WHAT IS EXPECTED
The response should consist of the records, reproduced exactly.

Saved data entries
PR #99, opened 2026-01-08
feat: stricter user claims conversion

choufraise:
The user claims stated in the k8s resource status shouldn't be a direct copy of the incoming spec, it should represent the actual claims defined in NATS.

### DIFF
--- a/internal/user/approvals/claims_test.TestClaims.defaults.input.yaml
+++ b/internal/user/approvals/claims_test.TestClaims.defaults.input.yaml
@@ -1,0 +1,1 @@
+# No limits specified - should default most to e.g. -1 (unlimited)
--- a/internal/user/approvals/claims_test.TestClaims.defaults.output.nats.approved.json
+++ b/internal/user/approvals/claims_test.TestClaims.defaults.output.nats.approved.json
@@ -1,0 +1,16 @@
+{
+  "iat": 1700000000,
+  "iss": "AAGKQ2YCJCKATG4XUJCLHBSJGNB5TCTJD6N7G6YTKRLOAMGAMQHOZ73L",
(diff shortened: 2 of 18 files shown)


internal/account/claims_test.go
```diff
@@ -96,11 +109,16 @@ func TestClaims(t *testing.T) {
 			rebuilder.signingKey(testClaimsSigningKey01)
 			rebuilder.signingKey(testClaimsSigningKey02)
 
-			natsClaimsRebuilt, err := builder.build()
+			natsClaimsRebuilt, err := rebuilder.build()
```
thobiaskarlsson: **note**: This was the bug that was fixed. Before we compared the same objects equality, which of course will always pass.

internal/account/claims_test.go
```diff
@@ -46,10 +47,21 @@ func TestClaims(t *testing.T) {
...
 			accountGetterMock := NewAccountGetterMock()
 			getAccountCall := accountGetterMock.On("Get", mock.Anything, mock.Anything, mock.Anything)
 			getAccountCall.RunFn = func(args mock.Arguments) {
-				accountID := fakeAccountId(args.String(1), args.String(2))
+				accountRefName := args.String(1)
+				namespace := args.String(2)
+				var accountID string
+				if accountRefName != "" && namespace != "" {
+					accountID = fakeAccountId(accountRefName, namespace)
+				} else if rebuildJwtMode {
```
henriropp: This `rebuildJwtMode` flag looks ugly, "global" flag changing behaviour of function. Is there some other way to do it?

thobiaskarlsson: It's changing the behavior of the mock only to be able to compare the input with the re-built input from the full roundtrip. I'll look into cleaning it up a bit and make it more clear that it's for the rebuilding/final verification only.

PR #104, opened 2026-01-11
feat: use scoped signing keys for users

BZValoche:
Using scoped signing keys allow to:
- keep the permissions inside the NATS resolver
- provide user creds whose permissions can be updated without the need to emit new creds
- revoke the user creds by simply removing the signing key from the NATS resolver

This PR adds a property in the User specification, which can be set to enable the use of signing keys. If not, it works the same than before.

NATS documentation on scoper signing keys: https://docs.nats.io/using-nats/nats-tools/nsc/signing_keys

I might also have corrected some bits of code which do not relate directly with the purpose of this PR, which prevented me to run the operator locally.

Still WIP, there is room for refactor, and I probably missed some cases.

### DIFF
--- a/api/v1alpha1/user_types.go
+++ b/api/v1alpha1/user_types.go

WRITTEN RESPONSE
PR #99, opened 2026-01-08
feat: stricter user claims conversion

choufraise:
The user claims stated in the k8s resource status shouldn't be a direct copy of the incoming spec, it should represent the actual claims defined in NATS.

### DIFF
--- a/internal/user/approvals/claims_test.TestClaims.defaults.input.yaml
+++ b/internal/user/approvals/claims_test.TestClaims.defaults.input.yaml
@@ -1,0 +1,1 @@
+# No limits specified - should default most to e.g. -1 (unlimited)
--- a/internal/user/approvals/claims_test.TestClaims.defaults.output.nats.approved.json
+++ b/internal/user/approvals/claims_test.TestClaims.defaults.output.nats.approved.json
@@ -1,0 +1,16 @@
+{
+  "iat": 1700000000,
+  "iss": "AAGKQ2YCJCKATG4XUJCLHBSJGNB5TCTJD6N7G6YTKRLOAMGAMQHOZ73L",
(diff shortened: 2 of 18 files shown)


internal/account/claims_test.go
```diff
@@ -96,11 +109,16 @@ func TestClaims(t *testing.T) {
 			rebuilder.signingKey(testClaimsSigningKey01)
 			rebuilder.signingKey(testClaimsSigningKey02)
 
-			natsClaimsRebuilt, err := builder.build()
+			natsClaimsRebuilt, err := rebuilder.build()
```
thobiaskarlsson: **note**: This was the bug that was fixed. Before we compared the same objects equality, which of course will always pass.

internal/account/claims_test.go
```diff
@@ -46,10 +47,21 @@ func TestClaims(t *testing.T) {
...
 			accountGetterMock := NewAccountGetterMock()
 			getAccountCall := accountGetterMock.On("Get", mock.Anything, mock.Anything, mock.Anything)
 			getAccountCall.RunFn = func(args mock.Arguments) {
-				accountID := fakeAccountId(args.String(1), args.String(2))
+				accountRefName := args.String(1)
+				namespace := args.String(2)
+				var accountID string
+				if accountRefName != "" && namespace != "" {
+					accountID = fakeAccountId(accountRefName, namespace)
+				} else if rebuildJwtMode {
```
henriropp: This `rebuildJwtMode` flag looks ugly, "global" flag changing behaviour of function. Is there some other way to do it?

thobiaskarlsson: It's changing the behavior of the mock only to be able to compare the input with the re-built input from the full roundtrip. I'll look into cleaning it up a bit and make it more clear that it's for the rebuilding/final verification only.

PR #104, opened 2026-01-11
feat: use scoped signing keys for users

BZValoche:
Using scoped signing keys allow to:
- keep the permissions inside the NATS resolver
- provide user creds whose permissions can be updated without the need to emit new creds
- revoke the user creds by simply removing the signing key from the NATS resolver

This PR adds a property in the User specification, which can be set to enable the use of signing keys. If not, it works the same than before.

NATS documentation on scoper signing keys: https://docs.nats.io/using-nats/nats-tools/nsc/signing_keys

I might also have corrected some bits of code which do not relate directly with the purpose of this PR, which prevented me to run the operator locally.

Still WIP, there is room for refactor, and I probably missed some cases.

### DIFF
--- a/api/v1alpha1/user_types.go
+++ b/api/v1alpha1/user_types.go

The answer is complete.